PR #32, opened 2021-12-07
added config wrapper 

galwiner:
Added config wrapper and the config-gui

### DIFF
--- a/qualang_tools/config/__init__.py
+++ b/qualang_tools/config/__init__.py
@@ -2,5 +2,41 @@ from qualang_tools.config.integration_weights_tools import (
     convert_integration_weights,
     compress_integration_weights,
 )
+from qualang_tools.config.components import *
+from qualang_tools.config.primitive_components import *
+from qualang_tools.config.builder import *
 
-__all__ = ["convert_integration_weights", "compress_integration_weights"]
+__all__ = [
+    "convert_integration_weights",
+    "compress_integration_weights",
+    "Controller",
+    "ArbitraryWaveform",
+    "ConstantWaveform",
+    "DigitalWaveform",
+    "MeasurePulse",
+    "ControlPulse",
+    "Mixer",
+    "Element",
+    "MeasureElement",
+    "ConstantIntegrationWeights",
+    "ArbitraryIntegrationWeights",
+    "ElementCollection",
+    "ReadoutResonator",
+    "Transmon",
+    "FluxTunableTransmon",
+    "Coupler",
+    "Oscillator",
+    "Port",
+    "AnalogInputPort",
+    "AnalogOutputPort",
+    "DigitalInputPort",
+    "DigitalOutputPort",
+    "Waveform",
+    "Pulse",
+    "Operation",
+    "IntegrationWeights",
+    "Weights",
+    "DigitalSample",
+    "Matrix2x2",
+    "AnalogOutputFilter",
+]
--- a/qualang_tools/config/builder.py
+++ b/qualang_tools/config/builder.py
@@ -1,0 +1,236 @@
+from typing import Union, Dict
+
+from qualang_tools.config.configuration import *
+from qualang_tools.config.exceptions import ConfigurationError
+from qualang_tools.config.components import *
+from qualang_tools.config.parameters import isparametric
+
+
+class ConfigBuilder:
+    def __init__(self) -> None:
+        """A class used to build the configuration of an experiment with QUA"""
+        self.objects = []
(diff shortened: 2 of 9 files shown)


galwiner:
This PR is now just for the config wrapper

qualang_tools/config/__init__.py
```diff
@@ -4,3 +4,9 @@
 )
 
 __all__ = ["convert_integration_weights", "compress_integration_weights"]
+
```
qguyk, line 7: fix all imports to be not relative, put all imports in order (format)

qualang_tools/config/builder.py
```diff
@@ -0,0 +1,211 @@
+import inspect
+from abc import ABC
+from typing import Union, Dict, List
+
+from .configuration import *
+from .exceptions import ConfigurationError
```
qguyk, line 6: same here, better to use full path from source root

qualang_tools/config/components.py
```diff
@@ -0,0 +1,868 @@
+from typing import Union, List, Tuple
+
+from .primitive_components import *
+from .exceptions import ConfigurationError
+
+__all__ = ['Controller', 'ArbitraryWaveform', 'ConstantWaveform',
```
qguyk, line 6: __all__ should be defined in the init.py

qualang_tools/config/examples/resonator.py
```diff
@@ -0,0 +1,35 @@
...
+from config.configuration import *
+from config.components import *
+from config.builder import ConfigBuilder
+
+cont = Controller("con1")
+
+res = ReadoutResonator("res1", outputs=[cont.analog_output(0), cont.analog_output(1)],
+                       inputs=[cont.analog_input(0),cont.analog_input(1)],
+                       intermediate_frequency=2e6)
+res.lo_frequency = 4e9
```
qguyk, line 12: I wonder where those examples are supposed to be. 

Also, probably worth adding the examples as tests, to validate that the generated qua_config is correct.

qualang_tools/config/primitive_components.py
```diff
@@ -0,0 +1,158 @@
+from typing import Any, Dict, List, Tuple
+
+__all__ = ['Port', 'AnalogInputPort', 'AnalogOutputPort', 'DigitalInputPort',
```
qguyk, line 3: __all__ to init as well

qguyk (changes requested):

qualang_tools/config/examples/resonator.py
yomach: I think that the examples should be in the `qua-libs` git. 
I just finished moving the bakery examples there.
Please move it there (or convince me otherwise)

qualang_tools/config/builder.py
```diff
@@ -0,0 +1,211 @@
...
+            if isinstance(obj, Oscillator):
+                if obj.mixer == elm.name:
+                    objects.append(obj)
+            elif isinstance(obj, Element):
+                if obj.mixer.name == elm.name:
+                    objects.append(obj)
+        return set(objects)
+
+    @property
+    def qua_config(self):
```
yomach, line 204: Shouldn't the properties be together?
And isn't this confusing? people will use that instead of build?

qualang_tools/config/configuration.py
```diff
@@ -0,0 +1,130 @@
+import copy
+from typing import List, Union, Dict
+
+from .primitive_components import *
+from .components import *
+from .parameters import *
+
+class QMConfiguration:
```
yomach, line 8: We need docstrings

yomach (changes requested):
In general, docstrings needs to be added to various places, and maybe improved a bit in some.
I would also move the examples out of this folder.

I didn't check the usability at all, I guess this would be a work in progress.

qualang_tools/config/builder.py
SatyaBade12: users should only use `build` method, I removed `qua_config`

qualang_tools/config/examples/resonator.py
SatyaBade12: I added some basic tests (not exhaustive though) for transmon and resonator configs. The examples are moved to `config-builder-examples` branch in qua-libs

yomach (approved):

qguyk (approved):

galwiner:
@SatyaBade12 can you please Squash and merge this so you maintain the credit on this nice work?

* * * * * * * * *

• **WORK ITEM**
Each line from the beginning of the listing up to the line where "-2,5 +2,41 @@" appears needs to be given again exactly; please add nothing else.

• **RESPONSE BELOW**
PR #32, opened 2021-12-07
added config wrapper 

galwiner:
Added config wrapper and the config-gui

### DIFF
--- a/qualang_tools/config/__init__.py
+++ b/qualang_tools/config/__init__.py
@@ -2,5 +2,41 @@ from qualang_tools.config.integration_weights_tools import (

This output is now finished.